| The task |
From the records below, set down exactly the lines starting with the line that contains "- Fixed language" and going on through the line that contains "2-centing: I'm a". Nothing else is wanted.

---+---

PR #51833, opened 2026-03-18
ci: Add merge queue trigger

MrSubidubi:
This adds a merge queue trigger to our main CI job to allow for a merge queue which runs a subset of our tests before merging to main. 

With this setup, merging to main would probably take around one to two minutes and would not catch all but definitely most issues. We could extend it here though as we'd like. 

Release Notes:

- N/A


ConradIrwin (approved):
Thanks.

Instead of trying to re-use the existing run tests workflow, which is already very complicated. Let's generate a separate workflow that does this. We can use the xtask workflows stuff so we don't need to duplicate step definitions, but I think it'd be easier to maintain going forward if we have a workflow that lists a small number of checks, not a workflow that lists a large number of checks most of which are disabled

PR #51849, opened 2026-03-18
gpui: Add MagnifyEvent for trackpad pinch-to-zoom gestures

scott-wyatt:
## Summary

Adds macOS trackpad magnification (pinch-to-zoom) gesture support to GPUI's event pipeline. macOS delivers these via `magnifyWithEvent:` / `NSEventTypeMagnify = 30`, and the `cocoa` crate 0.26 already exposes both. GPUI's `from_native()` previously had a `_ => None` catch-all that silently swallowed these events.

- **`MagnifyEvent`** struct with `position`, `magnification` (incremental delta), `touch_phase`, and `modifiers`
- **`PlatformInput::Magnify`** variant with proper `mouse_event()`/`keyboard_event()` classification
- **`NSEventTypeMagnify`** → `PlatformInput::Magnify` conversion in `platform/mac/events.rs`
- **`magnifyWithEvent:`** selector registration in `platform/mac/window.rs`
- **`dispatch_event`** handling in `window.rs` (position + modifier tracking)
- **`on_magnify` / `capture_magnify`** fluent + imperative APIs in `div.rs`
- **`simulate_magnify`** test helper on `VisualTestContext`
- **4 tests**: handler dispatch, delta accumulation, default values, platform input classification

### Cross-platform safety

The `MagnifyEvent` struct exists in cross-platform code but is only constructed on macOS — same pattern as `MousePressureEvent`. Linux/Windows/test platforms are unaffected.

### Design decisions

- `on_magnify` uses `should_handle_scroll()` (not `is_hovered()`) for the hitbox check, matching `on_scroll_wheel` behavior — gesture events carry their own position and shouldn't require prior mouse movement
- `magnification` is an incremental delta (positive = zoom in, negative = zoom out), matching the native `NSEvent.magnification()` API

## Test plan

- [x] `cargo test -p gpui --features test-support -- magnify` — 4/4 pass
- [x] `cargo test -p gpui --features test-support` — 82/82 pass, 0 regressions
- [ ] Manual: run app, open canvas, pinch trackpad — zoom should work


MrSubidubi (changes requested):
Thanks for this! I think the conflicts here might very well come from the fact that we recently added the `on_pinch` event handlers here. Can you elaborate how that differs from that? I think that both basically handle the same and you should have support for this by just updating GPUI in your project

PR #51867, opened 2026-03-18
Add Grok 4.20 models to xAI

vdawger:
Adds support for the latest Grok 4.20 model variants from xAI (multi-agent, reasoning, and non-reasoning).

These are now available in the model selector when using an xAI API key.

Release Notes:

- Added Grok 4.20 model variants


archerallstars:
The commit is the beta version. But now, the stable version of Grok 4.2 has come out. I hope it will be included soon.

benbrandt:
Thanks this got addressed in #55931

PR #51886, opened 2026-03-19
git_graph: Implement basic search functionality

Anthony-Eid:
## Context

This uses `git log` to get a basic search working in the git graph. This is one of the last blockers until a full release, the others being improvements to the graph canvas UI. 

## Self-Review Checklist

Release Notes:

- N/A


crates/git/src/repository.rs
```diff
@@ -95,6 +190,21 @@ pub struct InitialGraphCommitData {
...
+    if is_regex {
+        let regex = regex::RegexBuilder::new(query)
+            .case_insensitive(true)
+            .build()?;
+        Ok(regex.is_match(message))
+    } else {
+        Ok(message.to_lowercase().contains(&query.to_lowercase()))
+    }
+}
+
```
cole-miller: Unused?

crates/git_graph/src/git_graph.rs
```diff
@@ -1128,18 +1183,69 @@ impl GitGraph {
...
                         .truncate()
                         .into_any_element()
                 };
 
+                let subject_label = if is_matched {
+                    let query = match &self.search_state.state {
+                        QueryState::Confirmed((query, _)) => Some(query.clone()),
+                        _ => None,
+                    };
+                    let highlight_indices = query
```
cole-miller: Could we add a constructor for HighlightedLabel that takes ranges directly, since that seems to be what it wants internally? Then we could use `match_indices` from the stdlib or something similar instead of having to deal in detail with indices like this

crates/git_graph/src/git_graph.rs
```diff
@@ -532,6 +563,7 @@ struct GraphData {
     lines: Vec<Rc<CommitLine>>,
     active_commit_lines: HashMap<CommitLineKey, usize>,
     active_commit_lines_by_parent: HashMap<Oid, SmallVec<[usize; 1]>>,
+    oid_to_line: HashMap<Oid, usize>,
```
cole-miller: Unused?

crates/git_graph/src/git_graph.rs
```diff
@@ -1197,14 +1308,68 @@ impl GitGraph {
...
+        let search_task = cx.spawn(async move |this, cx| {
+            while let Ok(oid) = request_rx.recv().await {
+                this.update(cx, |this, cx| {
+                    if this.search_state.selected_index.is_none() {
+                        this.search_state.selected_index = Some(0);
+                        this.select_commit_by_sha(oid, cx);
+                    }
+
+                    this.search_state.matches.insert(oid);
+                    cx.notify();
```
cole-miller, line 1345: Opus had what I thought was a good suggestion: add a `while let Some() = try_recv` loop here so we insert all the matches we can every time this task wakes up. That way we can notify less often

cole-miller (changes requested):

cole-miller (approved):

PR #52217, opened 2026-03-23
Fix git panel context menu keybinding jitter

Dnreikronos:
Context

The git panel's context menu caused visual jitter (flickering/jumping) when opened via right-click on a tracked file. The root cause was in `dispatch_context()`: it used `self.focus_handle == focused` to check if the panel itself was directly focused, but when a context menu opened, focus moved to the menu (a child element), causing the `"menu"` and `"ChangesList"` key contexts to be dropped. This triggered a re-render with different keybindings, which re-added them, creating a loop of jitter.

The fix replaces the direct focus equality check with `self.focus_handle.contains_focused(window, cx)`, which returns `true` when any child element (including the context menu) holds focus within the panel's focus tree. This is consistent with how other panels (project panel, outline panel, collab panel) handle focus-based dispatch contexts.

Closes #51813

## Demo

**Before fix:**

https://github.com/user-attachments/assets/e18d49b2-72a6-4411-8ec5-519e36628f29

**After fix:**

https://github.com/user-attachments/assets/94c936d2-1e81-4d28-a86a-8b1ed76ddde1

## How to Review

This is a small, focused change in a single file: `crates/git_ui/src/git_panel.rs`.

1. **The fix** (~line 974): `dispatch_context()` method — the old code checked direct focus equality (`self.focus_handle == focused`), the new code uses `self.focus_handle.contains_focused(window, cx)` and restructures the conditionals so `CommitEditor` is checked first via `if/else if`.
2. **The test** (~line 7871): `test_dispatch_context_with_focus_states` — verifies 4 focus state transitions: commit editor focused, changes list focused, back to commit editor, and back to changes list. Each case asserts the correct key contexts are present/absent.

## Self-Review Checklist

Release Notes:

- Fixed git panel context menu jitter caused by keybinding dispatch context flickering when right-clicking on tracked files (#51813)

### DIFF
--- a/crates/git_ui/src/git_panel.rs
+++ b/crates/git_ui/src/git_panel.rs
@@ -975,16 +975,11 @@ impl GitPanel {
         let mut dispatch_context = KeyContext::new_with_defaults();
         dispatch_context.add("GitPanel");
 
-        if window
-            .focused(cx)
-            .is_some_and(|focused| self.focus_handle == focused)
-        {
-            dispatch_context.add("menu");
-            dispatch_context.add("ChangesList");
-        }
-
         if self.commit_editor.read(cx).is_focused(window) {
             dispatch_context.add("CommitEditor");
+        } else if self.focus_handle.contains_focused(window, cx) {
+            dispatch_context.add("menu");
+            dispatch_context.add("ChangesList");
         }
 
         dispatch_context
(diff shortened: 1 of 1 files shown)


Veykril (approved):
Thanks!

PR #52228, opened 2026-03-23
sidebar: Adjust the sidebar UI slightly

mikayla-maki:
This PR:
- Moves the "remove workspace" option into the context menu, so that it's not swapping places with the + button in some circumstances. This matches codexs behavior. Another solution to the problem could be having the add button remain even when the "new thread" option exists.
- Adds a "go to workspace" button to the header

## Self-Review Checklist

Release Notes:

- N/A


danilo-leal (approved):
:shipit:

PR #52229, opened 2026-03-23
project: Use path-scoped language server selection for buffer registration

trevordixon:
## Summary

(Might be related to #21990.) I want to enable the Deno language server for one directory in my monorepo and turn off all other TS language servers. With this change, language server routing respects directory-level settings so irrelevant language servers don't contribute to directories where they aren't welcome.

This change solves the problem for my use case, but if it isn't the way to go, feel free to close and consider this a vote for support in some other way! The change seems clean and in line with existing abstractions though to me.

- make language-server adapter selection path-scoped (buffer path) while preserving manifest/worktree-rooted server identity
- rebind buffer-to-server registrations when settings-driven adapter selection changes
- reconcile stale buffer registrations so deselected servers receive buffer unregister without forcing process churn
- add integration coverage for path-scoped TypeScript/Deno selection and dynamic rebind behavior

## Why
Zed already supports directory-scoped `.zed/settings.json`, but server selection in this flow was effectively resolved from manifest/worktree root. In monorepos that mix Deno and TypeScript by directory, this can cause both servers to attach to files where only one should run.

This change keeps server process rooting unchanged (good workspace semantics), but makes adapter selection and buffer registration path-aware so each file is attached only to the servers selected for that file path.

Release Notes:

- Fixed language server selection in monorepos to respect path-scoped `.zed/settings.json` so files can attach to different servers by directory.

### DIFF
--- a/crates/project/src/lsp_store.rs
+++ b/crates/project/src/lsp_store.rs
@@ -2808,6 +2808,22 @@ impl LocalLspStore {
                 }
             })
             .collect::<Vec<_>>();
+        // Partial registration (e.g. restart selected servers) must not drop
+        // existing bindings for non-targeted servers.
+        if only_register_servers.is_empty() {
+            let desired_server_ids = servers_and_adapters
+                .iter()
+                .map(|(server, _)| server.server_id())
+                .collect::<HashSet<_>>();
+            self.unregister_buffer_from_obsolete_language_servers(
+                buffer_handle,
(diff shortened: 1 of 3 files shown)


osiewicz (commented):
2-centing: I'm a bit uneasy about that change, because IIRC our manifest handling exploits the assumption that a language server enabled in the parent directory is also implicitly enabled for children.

---+---

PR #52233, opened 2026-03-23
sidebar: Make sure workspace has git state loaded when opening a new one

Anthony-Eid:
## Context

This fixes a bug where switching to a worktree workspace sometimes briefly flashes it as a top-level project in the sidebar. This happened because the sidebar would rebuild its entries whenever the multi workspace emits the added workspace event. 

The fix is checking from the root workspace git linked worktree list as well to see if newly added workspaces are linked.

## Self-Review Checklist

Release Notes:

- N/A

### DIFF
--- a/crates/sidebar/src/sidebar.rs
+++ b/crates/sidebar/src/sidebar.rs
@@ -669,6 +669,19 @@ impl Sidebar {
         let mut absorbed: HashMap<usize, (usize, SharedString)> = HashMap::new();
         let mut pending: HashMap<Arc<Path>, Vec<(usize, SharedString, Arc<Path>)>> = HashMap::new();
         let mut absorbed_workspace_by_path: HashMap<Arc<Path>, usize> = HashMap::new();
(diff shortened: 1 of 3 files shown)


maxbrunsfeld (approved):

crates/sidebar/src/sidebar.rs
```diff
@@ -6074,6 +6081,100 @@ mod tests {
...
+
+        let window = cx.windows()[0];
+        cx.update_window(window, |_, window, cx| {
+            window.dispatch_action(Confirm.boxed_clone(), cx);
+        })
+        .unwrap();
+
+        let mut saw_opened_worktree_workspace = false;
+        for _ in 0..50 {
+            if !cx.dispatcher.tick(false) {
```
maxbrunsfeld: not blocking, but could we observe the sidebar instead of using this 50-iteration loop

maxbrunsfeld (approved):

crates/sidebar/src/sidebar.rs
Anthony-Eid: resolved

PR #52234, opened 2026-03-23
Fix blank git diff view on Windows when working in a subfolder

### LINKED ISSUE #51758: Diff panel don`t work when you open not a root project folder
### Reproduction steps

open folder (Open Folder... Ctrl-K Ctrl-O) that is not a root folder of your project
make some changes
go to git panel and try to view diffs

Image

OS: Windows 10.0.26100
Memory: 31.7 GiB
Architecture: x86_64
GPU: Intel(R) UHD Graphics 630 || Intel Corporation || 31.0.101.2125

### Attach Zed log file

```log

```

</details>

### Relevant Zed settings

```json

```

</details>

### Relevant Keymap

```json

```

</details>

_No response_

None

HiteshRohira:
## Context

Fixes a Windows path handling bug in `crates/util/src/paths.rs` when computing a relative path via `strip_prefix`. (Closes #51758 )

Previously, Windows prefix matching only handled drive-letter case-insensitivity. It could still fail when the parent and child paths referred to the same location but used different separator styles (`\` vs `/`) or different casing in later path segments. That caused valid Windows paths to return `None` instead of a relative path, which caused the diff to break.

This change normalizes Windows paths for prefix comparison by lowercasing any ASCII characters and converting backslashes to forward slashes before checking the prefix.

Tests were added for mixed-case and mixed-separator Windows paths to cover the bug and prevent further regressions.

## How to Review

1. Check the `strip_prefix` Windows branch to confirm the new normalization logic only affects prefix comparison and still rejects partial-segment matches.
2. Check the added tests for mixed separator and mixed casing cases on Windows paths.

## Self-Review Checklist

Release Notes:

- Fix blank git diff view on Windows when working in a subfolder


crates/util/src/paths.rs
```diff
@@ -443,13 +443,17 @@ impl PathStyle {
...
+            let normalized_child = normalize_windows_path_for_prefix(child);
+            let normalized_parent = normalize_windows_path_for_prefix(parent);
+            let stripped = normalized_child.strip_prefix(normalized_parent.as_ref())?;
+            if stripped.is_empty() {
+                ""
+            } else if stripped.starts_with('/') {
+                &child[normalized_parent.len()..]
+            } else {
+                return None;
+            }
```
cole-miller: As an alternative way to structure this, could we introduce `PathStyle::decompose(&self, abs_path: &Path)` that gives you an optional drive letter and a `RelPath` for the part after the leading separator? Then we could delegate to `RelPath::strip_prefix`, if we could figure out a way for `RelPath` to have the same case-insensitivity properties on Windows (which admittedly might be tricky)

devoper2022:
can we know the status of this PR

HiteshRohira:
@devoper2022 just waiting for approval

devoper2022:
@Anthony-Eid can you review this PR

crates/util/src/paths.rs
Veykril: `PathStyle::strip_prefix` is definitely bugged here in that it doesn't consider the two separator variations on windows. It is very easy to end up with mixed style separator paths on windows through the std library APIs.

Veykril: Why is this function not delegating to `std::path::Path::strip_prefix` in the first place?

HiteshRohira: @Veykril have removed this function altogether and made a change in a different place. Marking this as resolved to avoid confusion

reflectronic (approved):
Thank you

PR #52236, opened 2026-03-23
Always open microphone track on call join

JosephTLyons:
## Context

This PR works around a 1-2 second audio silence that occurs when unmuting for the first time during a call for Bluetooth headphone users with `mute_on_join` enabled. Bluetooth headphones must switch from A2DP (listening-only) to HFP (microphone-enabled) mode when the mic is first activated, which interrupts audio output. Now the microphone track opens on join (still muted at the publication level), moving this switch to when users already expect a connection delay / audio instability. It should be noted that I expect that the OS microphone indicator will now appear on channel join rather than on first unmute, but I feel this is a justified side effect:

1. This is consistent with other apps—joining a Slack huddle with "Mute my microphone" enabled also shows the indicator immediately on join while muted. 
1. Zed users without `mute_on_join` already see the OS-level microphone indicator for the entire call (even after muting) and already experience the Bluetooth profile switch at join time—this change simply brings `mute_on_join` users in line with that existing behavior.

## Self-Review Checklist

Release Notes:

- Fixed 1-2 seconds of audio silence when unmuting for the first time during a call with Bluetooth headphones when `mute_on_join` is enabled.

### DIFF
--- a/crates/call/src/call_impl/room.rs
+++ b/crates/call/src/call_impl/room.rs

---+---

| Written reply |
- Fixed language server selection in monorepos to respect path-scoped `.zed/settings.json` so files can attach to different servers by directory.

### DIFF
--- a/crates/project/src/lsp_store.rs
+++ b/crates/project/src/lsp_store.rs
@@ -2808,6 +2808,22 @@ impl LocalLspStore {
                 }
             })
             .collect::<Vec<_>>();
+        // Partial registration (e.g. restart selected servers) must not drop
+        // existing bindings for non-targeted servers.
+        if only_register_servers.is_empty() {
+            let desired_server_ids = servers_and_adapters
+                .iter()
+                .map(|(server, _)| server.server_id())
+                .collect::<HashSet<_>>();
+            self.unregister_buffer_from_obsolete_language_servers(
+                buffer_handle,
(diff shortened: 1 of 3 files shown)


osiewicz (commented):
2-centing: I'm a bit uneasy about that change, because IIRC our manifest handling exploits the assumption that a language server enabled in the parent directory is also implicitly enabled for children.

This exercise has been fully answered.